- _ACTION ITEM_: Your answer should be the line containing "argument in @filter" and every line after it to the end of the records below, word for word.

Stored data
PR #461, opened 2023-08-27
Add better filter error message for string instead of array.

u9g:
This is a common mistake for me so I can only imagine how many beginners fall into this trap, let's give a gentler error message for this case.

Example of the new error message: `Directive @filter received a string instead of a list. Did you mean to put '@filter(op: "!=", value: ["$empty_string"])' instead?`

### DIFF
--- a/trustfall_core/src/graphql_query/error.rs
+++ b/trustfall_core/src/graphql_query/error.rs
@@ -24,6 +24,12 @@ pub enum ParseError {
     #[error("Directive {0} received value of inappropriate type for argument {1}")]
     InappropriateTypeForDirectiveArgument(String, String, Pos),
 
+    #[error(
+        "Directive @filter received a string instead of a list. \
+        Did you mean to put '@filter(op: \"{0}\", value: [\"{1}\"])' instead?"
+    )]
+    FilterExpectsListNotString(String, String, Pos),
+
     #[error("Field {0} received an invalid value for argument {1}: {2}")]
     InvalidFieldArgument(String, String, Value, Pos),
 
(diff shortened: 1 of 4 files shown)


trustfall_core/src/graphql_query/error.rs
```diff
@@ -24,6 +24,12 @@ pub enum ParseError {
     #[error("Directive {0} received value of inappropriate type for argument {1}")]
     InappropriateTypeForDirectiveArgument(String, String, Pos),
 
+    #[error(
+        "Directive @filter received a string instead of a list. \
```
u9g, line 28: This doesn't really fit the style, a more fitting error message to the ones below would be `Directive @filter received a string, this is not supported.` However I feel that as this error also gives a possible solution, I think we should tell them what the right answer would be

obi1kenobi: I think the new style is good here. Just one issue: "received" a string / list doesn't sound right because `@filter` takes two args, not one. Any way to tweak the wording to make this clearer?

u9g: `Directive @filter's second argument is a string instead of a list.` OR
`Directive @filter's value argument is a string instead of a list.` (I prefer second)

obi1kenobi: Perhaps `Value argument in @filter directive is a string instead of a list.` ?

u9g: Yep, sounds great, I was sticking to the existing style but I'm good with this one too, I'll make the change.

obi1kenobi (approved):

- _EXERCISE RESULT_:
obi1kenobi: Perhaps `Value argument in @filter directive is a string instead of a list.` ?

u9g: Yep, sounds great, I was sticking to the existing style but I'm good with this one too, I'll make the change.

obi1kenobi (approved):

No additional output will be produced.